Abstract:Embodied agents designed to assist users with tasks must engage in natural language interactions, interpret instructions, execute actions, and communicate effectively to resolve issues. However, collecting large-scale, diverse datasets of situated human-robot dialogues to train and evaluate such agents is expensive, labor-intensive, and time-consuming. To address this challenge, we propose building a large language model (LLM)-based user agent that can simulate user behavior during interactions with an embodied agent in a virtual environment. Given a user goal (e.g., make breakfast), at each time step, the user agent may observe" the robot actions or speak" to either intervene with the robot or answer questions.
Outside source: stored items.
PR #150, opened 2015-12-23
Fixed calculation of byte ranges 7.x

klopfdreh:
To test the correct behavior use curl:

curl --range 0-99 &lt;pathToMovie.mp4&gt; -o /dev/null

as of the developer page of Apple this should return 100 bytes, now:

https://developer.apple.com/library/safari/documentation/AppleApplications/Reference/SafariWebContent/CreatingVideoforSafarioniPhone/CreatingVideoforSafarioniPhone.html#//apple_ref/doc/uid/TP40006514-SW6


klopfdreh:
Fixed: https://github.com/apache/wicket/commit/b5ee0cbf5a1234524a57983c6bfacb2fdf8aeb97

Such a user agent assists in improving the scalability and efficiency of embodied dialogues dataset generation and is critical for enhancing and evaluating the robot's interaction and task completion ability, as well as for research in reinforcement learning using AI feedback. We evaluate our user agent's ability to generate human-like behaviors by comparing its simulated dialogues with the TEACh dataset. We perform three experiments: zero-shot prompting to predict dialogue acts, few-shot prompting, and fine-tuning on the TEACh training subset. Results show the LLM-based user agent achieves an F-measure of 42% with zero-shot prompting and 43.4% with few-shot prompting in mimicking human speaking behavior. Through fine-tuning, performance in deciding when to speak remained stable, while deciding what to say improved from 51.1% to 62.5%. These findings showcase the feasibility of the proposed approach for assessing and enhancing the effectiveness of robot task completion through natural language communication.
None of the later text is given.